Do you know my friend M?
If you don’t, you really should meet her. She’s pretty awesome. I asked M. to be my first conversation. She hesitantly agreed. I wonder what she thought I was going to ask her. We sat down in her high ceilinged, beautiful decorated but blessedly messy kitchen. M. is one of those people who wakes up looking gorgeous and as she saunters and offers me a compliment! She’s the best! On the morning of our meeting, the dogs were playing with the cat, both her young sons were home from school and her husband was showing a young guy from the neighborhood around to help with yardwork. In a word, chaos. But M. was unfazed. She gave me her full attention. I told you she was awesome.
I first met M. in my work as an occupational therapist and she as a speech pathologist. I was coming back from maternity leave and they had hired her while I was away. My first impressions of M. were that she was beautiful in an exotic way (her dad was caucasian and her mom was Korean). She had an elegant way about her. When I learned that she was a surgeon’s wife, I automatically assumed she had it made. I also remember that on my first day back, she was telling a story about a kid she was treating and she was crying. It was heartfelt and vulnerable. Then I convinced myself she didn’t like me very much. About a month later, she asked me to go to coffee and yoga with her. Hmm. I was wrong.
Brief confession: Some of my first impressions are downright embarassing.
M. grew up in Michigan with her mom, who spoke very little English and worked as a housecleaner in the local hospital. She had come back with M.’s dad after the war. (I am going to remember M.’s mom next time I am complaining about not being able to find a parking space or something silly like that.) The obstacles she must have encountered are overwhelming: saying a permanent goodbye to her family, lack of language and communcation ability, lack of formal education, complete unfamiliarity with American customs and parenting and what M. describes as persistent anxiety.

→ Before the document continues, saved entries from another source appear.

PR #1651, opened 2021-06-17
common.xml: add MAV_CMD_RUN_PREARM_CHECKS

peterbarker:
Allows other mavlink nodes to request that prearm checks be run immediately.

Closes a problem where to work out whether a system is armable you have to try to arm it.

### DIFF
--- a/message_definitions/v1.0/common.xml
+++ b/message_definitions/v1.0/common.xml
@@ -1640,6 +1640,9 @@
         <param index="1" label="Arm" minValue="0" maxValue="1" increment="1">0: disarm, 1: arm</param>
         <param index="2" label="Force" minValue="0" maxValue="21196" increment="21196">0: arm-disarm unless prevented by safety checks (i.e. when landed), 21196: force arming/disarming (e.g. allow arming to override preflight checks and disarming in flight)</param>
       </entry>
+      <entry value="401" name="MAV_CMD_RUN_PREARM_CHECKS" hasLocation="false" isDestination="false">
+        <description>Instructs system to run pre-arm checks.  This command should return MAV_RESULT_TEMPORARILY_REJECTED in the case the system is armed, otherwse MAV_RESULT_ACCEPTED.  Note that the return value from executing this command does not indicate whether the vehicle is armable or not, just whether the system has successfully run/is currently running the checks.  The result of the checks is reflected in the SYS_STATUS message.</description>
+      </entry>
       <entry value="405" name="MAV_CMD_ILLUMINATOR_ON_OFF" hasLocation="false" isDestination="false">
         <wip/>
         <!-- This message is work-in-progress and it can therefore change. It should NOT be used in stable production environments. -->
--- a/message_definitions/v1.0/common.xml
+++ b/message_definitions/v1.0/common.xml
@@ -1641,7 +1641,7 @@
         <param index="2" label="Force" minValue="0" maxValue="21196" increment="21196">0: arm-disarm unless prevented by safety checks (i.e. when landed), 21196: force arming/disarming (e.g. allow arming to override preflight checks and disarming in flight)</param>
       </entry>
       <entry value="401" name="MAV_CMD_RUN_PREARM_CHECKS" hasLocation="false" isDestination="false">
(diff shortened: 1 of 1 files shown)


hamishwillee:
> Instructs system to run pre-arm checks. This command should return MAV_RESULT_TEMPORARILY_REJECTED in the case the system is armed, otherwse MAV_RESULT_ACCEPTED. Note that the return value from executing this command does not indicate whether the vehicle is armable or not, just whether the system has successfully run/is currently running the checks. The result of the checks is reflected in the SYS_STATUS message.

So to be clear, you're about to ARM and you want to know if prearm checks would succeed. Is this to improve the user experience because it looks like they can arm based on GPS but they can't really?

So you send this command. If you get back MAV_RESULT_TEMPORARILY_REJECTED you know you're armed (you probably did anyway). If you get back ACCEPTED you know that the prearm checks are being run, so you start monitoring SYS_STATUS. Once you see that `MAV_SYS_STATUS_PREARM_CHECK` is true you know arming will succeed?

Some questions/statements:
- How do you know when the checks have completed - ie what if they fail?
- Can the checks succeed but the user go to press the arm button and it still fails?
- This would be better done as a long running command or the proposed COMMAND_PROGRESS https://github.com/mavlink/mavlink/pull/1635 -

Upshot, I am very happy with the idea of the command, but I think we should use an explicit and standardised method to indicate actual command completion. For compatibility reasons, that would probably best be COMMAND_PROGRESS.

@julianoes FYI

peterbarker:
On Thu, 17 Jun 2021, Hamish Willee wrote:

> So to be clear, you're about to ARM and you want to know if prearm checks
> would succeed. Is this to improve the user experience because it looks like
> they can arm based on GPS but they can't really?

Actually, this is more like, "SYS_STATUS.<PREARM_CHECKS>" tells me I can't 
arm.  So run the checks *now* so I get my messages *now*.

> So you send this command. If you get back MAV_RESULT_TEMPORARILY_REJECTED
> you know you're armed (you probably did anyway). If you get back ACCEPTED
> you know that the prearm checks are being run, so you start monitoring
> SYS_STATUS. Once you see that MAV_SYS_STATUS_PREARM_CHECK is true you know
> arming will succeed?

Well, you always know the latter.  This just makes tha autopilot check 
right now.  So if you're only running your prearm checks on your autopilot 
at once/30 seconds, an impatient user can poke it straight away to get any 
details.

>  *  How do you know when the checks have completed - ie what if they fail?

You don't - but if they fail you could expect the PREARM flag to stay 
false.

>  *  Can the checks succeed but the user go to press the arm button and it
>     still fails?

Yes, this is always going to be a race condition.  For example, between 
sending a SYS_STATUS with the prearm health set to healthy and receiving 
an arm command the vehicle's velocity estimate might have dropped out of 
acceptable ranges.

>  *  This would be better done as a long running command or the proposed
>     COMMAND_PROGRESS #1635 -
> 
> Upshot, I am very happy with the idea of the command, but I think we should
> use an explicit and standardised method to indicate actual command
> completion. For compatibility reasons, that would probably best be
> COMMAND_PROGRESS.

OK, but here's the thing.  You've asked the vehicle to run its prearm 
checks - I was trying to be careful about the naming there.  If it doesn't 
support that command it will return you an unrecognised-command failure 
code saying it doesn't know about that command.  If it does recognise it 
then (IMO) the return code should revolve around the success or failure of 
the command, rather than success or failure of the prearm checks.  That's 
why this is "MAV_CMD_RUN_PREARM_CHECKS" rather than 
"MAV_CMD_PREARM_VEHICLE" - the latter I could see as a long-running 
command as you describe.

julianoes (approved):
I think this makes sense.

However, I would like to get @bkueng's opinion as well.

LorenzMeier (approved):

bkueng:
It's a possible approach, but personally I'd rather run the checks at ~1Hz and report immediately on change.

hamishwillee:
> It's a possible approach, but personally I'd rather run the checks at ~1Hz and report immediately on change.

FWIW me too. I'm also far more interested in what is blocking it that getting it to try to arm. Still, Lorenz was OK with this.

peterbarker:
On Mon, 21 Jun 2021, Beat Küng wrote:

> It's a possible approach, but personally I'd rather run the checks at ~1Hz and report immediately on change.

In fact ArduPilot vehicles do run the checks at some interval - but some 
of them don't bombard the user with all of the failure message strings 
(the latter being a different argument I think we've had elsewhere ;-).

We're reviewing this inconsistency between the AP vehicle types, but in 
the interim this allows a user to get those failure strings from the 
less-wordy vehicle in a safer manner than attempting to arm the vehicle!

PR #1659, opened 2021-07-21
commom.xml: add FUEL_TANK

PonomarevDA:
According to the discussion opened in [PX4 issue #17861](https://github.com/PX4/PX4-Autopilot/issues/17861), there is no any mavlink message that has info about current level of fuel tank (only fuel_consumed and fuel_flow from [EFI_STATUS](https://mavlink.io/en/messages/common.html#EFI_STATUS)). This PR added new mavlink message `FUEL_TANK` similar to [ uavcan.equipment.ice.FuelTankStatus](https://legacy.uavcan.org/Specification/7._List_of_standard_data_types/#fueltankstatus).

### DIFF
--- a/message_definitions/v1.0/common.xml
+++ b/message_definitions/v1.0/common.xml
@@ -6767,6 +6767,16 @@
       <field type="uint16_t" name="sequence_oldest_available">Oldest Sequence number that is still available after the sequence set in REQUEST_EVENT.</field>
       <field type="uint8_t" name="reason" enum="MAV_EVENT_ERROR_REASON">Error reason.</field>
     </message>
+    <message id="420" name="FUEL_TANK">
+      <wip/>
+      <!-- This message is work-in-progress and it can therefore change. It should NOT be used in stable production environments. -->
+      <description></description>
+      <field type="uint8_t" name="available_fuel_volume_percent">Available fuel volume percent, from 0% to 100%</field>
+      <field type="float" name="available_fuel_volume_cm3">Available fuel volume, centimeter^3</field>
+      <field type="float" name="fuel_consumption_rate_cm3pm">Estimate of the current fuel consumption rate, (centimeter^3)/minute</field>
+      <field type="float" name="fuel_temperature">Fuel temperature, kelvin</field>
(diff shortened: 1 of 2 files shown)


message_definitions/v1.0/common.xml
```diff
@@ -6767,6 +6767,16 @@
       <field type="uint16_t" name="sequence_oldest_available">Oldest Sequence number that is still available after the sequence set in REQUEST_EVENT.</field>
       <field type="uint8_t" name="reason" enum="MAV_EVENT_ERROR_REASON">Error reason.</field>
     </message>
+    <message id="420" name="FUEL_TANK">
```
hamishwillee, line 6770: Thanks. IF accepted
- message should go in development.xml until it is implemented and verified
- Description required.
- [message fields should have units](https://mavlink.io/en/guide/xml_schema.html#messages). The names should not include the units and nor should the description. So below you would have
   ```
  <field type="uint8_t" name="fuel_remaining" units="%">Available fuel volume</field>
   ```
- Typically you would not have remaining fuel both as a percent and as a volume. Instead you'd provide the maximum value and the remaining volume - i.e. send the minimum and allow people to calculate the form they want. 
- We typically have the id as the first value, but this is not "required"

PonomarevDA: fixed

hamishwillee:
Thanks for the fixes. 

We discussed this in the MAVLink call. ArduPilot [handled this case](https://github.com/ArduPilot/ardupilot/pull/11951) using the BATTERY_STATUS message as a "proxy". The option of having a dedicated message is definitely more clear, but there is a whole lot of code around warnings and safety that did not have to be re-written my doing this hack. It MIGHT be that PX4 will do similarly, in which case we should instead update the docs around battery to explain how you address fuel tank cases.

I'll add a comment on the original issue to see what Daniel thinks. This should be left open until that discussion converges.

hamishwillee:
Thanks @PonomarevDA 

This has been superseded by https://github.com/mavlink/mavlink/pull/2107. I'm sorry we did not progress this as the time. I turns out that the there is now more general support for using this kind of approach rather than battery status.

PR #1661, opened 2021-07-28
common: MAV_CMD_DO_SET_ACTUATOR - remove WIP

hamishwillee:
This was originally agreed in dev call and is now supported in a released version of PX4. I have therefore removed the WIP tagging.

@auturgy Any comments before merging?


auturgy:
Go ahead.

PR #1662, opened 2021-07-29
add MAV_CMD_DO_ADSB_OUT_IDENT 

magicrub:
Add new MAV_CMD_DO_ADSB_OUT_IDENT to trigger an ADSB/ModeA/C/S Transponder IDENT.

The number 10001 was chosen because the uAvionix.xml file uses 10000-10099 but there's no MAV_CMDs in there. This was originally in that file but I pulled it out to common.xml. I think the same number is still OK to use though since it's not a msg_id.

### DIFF
--- a/message_definitions/v1.0/common.xml
+++ b/message_definitions/v1.0/common.xml
@@ -2065,6 +2065,16 @@
         <param index="7">Reserved (set to 0)</param>
       </entry>
       <!-- END of UAVCAN range -->
+      <entry value="10001" name="MAV_CMD_DO_ADSB_OUT_IDENT" hasLocation="false" isDestination="false">
+        <description>Trigger the start of an ADSB-out IDENT. This should only be used when requested to do so by an Air Traffic Controller in controlled airspace. This starts the IDENT which is then typically held for 18 seconds by the hardware per the Mode A, C, and S transponder spec.</description>
+        <param index="1">Reserved (set to 0)</param>
+        <param index="2">Reserved (set to 0)</param>
+        <param index="3">Reserved (set to 0)</param>
+        <param index="4">Reserved (set to 0)</param>
+        <param index="5">Reserved (set to 0)</param>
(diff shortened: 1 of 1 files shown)


magicrub:
Ardupilot/mavlink PR is https://github.com/ArduPilot/mavlink/pull/215

hamishwillee:
@magicrub So from a MAVLink point of view message is fine 
- there might have been a near-clash with slugs.xml dialect, but that was recently removed. (it had range 10001 - 11999)
- You don't need to define empty parameters - these are automatically then created as "Reserved" with a default value of 0. If you ever thing you will need to assign a parameter that might have a value of `NaN` you should explicitly define that now - see https://mavlink.io/en/guide/define_xml_element.html#reserved

FMI ...
It is not clear to me what  `ADSB-out IDENT` means from the linked docs. My understanding is that an ADSB broadcasts position and identify information all the time when turned on. Is this IDENT separate to that? What is the flow? - i.e. what is sending this message - GCS, ADSB transponder? What is receiving it? Are there any other mavlink messages/interactions involved?

auturgy:
> information all the time when turned on. Is this IDENT separate to that? What

Closely related.  You may be directed by ATC, for instance, to "Squawk IDENT" if they have you on primary radar or are in voice comms, but don't have a corresponding transponder appearing on SSR / ADSB / IFF.

magicrub:
@hamishwillee would you like me to include this URL in the description? https://en.wikipedia.org/wiki/Transponder_(aeronautics)

hamishwillee:
Just to summarise the dev call. This makes perfect sense. No need to add additional information, but would be better replace "Empty" with "Reserved (set to 0)" in the unused parameters as "Reserved" has mavlink meaning, and Empty does not.

magicrub:
@hamishwillee updated per our conversation. Ready to merge!

hamishwillee:
@magicrub Done. Thanks :-)

PR #1671, opened 2021-08-12
Add Mission Manager Component ID

MatejFranceskin:
Mission manager is an optional component on the vehicle that implements mission upload and download protocol.

### DIFF
--- a/message_definitions/v1.0/minimal.xml
+++ b/message_definitions/v1.0/minimal.xml
@@ -635,6 +635,9 @@
       <entry value="198" name="MAV_COMP_ID_PAIRING_MANAGER">
         <description>Component that manages pairing of vehicle and GCS.</description>
       </entry>
+      <entry value="199" name="MAV_COMP_ID_MISSION_MANAGER">
+        <description>Component that manages missions on the vehicle.</description>
+      </entry>
       <entry value="200" name="MAV_COMP_ID_IMU">
         <description>Inertial Measurement Unit (IMU) #1.</description>
       </entry>


message_definitions/v1.0/minimal.xml
```diff
@@ -635,6 +635,9 @@
       <entry value="198" name="MAV_COMP_ID_PAIRING_MANAGER">
         <description>Component that manages pairing of vehicle and GCS.</description>
       </entry>
+      <entry value="199" name="MAV_COMP_ID_MISSION_MANAGER">
```
hamishwillee, line 638: 1. What do you mean by manage, and how does this differ from [MAV_COMP_ID_MISSIONPLANNER](https://mavlink.io/en/messages/common.html#MAV_COMP_ID_MISSIONPLANNER)?
2. Why do you need a specific component id for this? Is it because you are going to have a separate heartbeat-emitting component on the flight controller that will process commands addressed to this component?

I'm not trying to complicate things - just want to make sure I know the answers if this every comes up in discussion. 

Personally I don't think we should have any allocated IDs - they should be assigned to nodes dynamically. The only benefit to allocating is that it is a simple way to avoid clashes if there can only ever be one instance of something on a vehicle.

hamishwillee: PS Mav call on tonight if you want to come and chat about it quickly.

MatejFranceskin: Sorry for late reply - I was absent last time. Will join for the next meeting.
Idea behind mission manager is to have a component on the vehicle that can take over mission control and handle more complex mission tasks then the flight controller. If ground control station detects its heartbeat then the mission would be uploaded to mission manager instead of flight controller.

hamishwillee: Item added to agenda: https://github.com/mavlink/mavlink/wiki/20210901-Dev-Meeting

Just a few things that occur to me:
- you will need corresponding MAV_TYPE, and you should use the MAV_TYPE to identify the component.
- How does GCS know whether to send to flight stack or companion?
- Conflict resolution - ie. if multiple things advertise themselves as the particular component or TYPE
- What extra can the manager do? How does it work? Can it interact with obstacle avoidance etc also running on the companion?

hamishwillee: @julianoes Any comments on this one. Essentially moves mission control to the companion. I suspect some of those other things I comment on will also be relevant and I think I'd like to see a bit more of a design.

julianoes: I see this is a bigger change and a component ID alone will probably not be enough to enable that use case.
And the term mission manager is also not clear to a reader in my opinion as it's not clear what the difference to a mission planner is.

MatejFranceskin:
Since we're not going to work on this soon (this was related to mavlink FTP mission upload to the vehicle which is postponed) I am going to close it for now. We will come back to it when we will actually implement it.

hamishwillee:
Thanks @MatejFranceskin - FWIW this sounds like a cool project.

Comfort is a theme with M. She has a hard time reconciling the comfort her sons experience versus what she encountered as a child. Perhaps influenced by growing up as an only child, M. is most comfortable being alone or with only her “handful” of people with whom she is completely herself. She is wary around those who flaunt their wealth, as this is foreign to her. She was most concerned with her father’s comfort as he was dying of cancer a couple years ago. M. devoted herself to her dad during the last year of his life. She still tears up when speaking about him. Before he moved in with her, before the boys said their goodbyes to “Poppa”, before the confusion, incontinence, suffering and despair, he was her father. M.’s moral compass is definitive and has no soft edges. I admire that about her. She is tough. I would not want to get in the ring with M. She would take me down.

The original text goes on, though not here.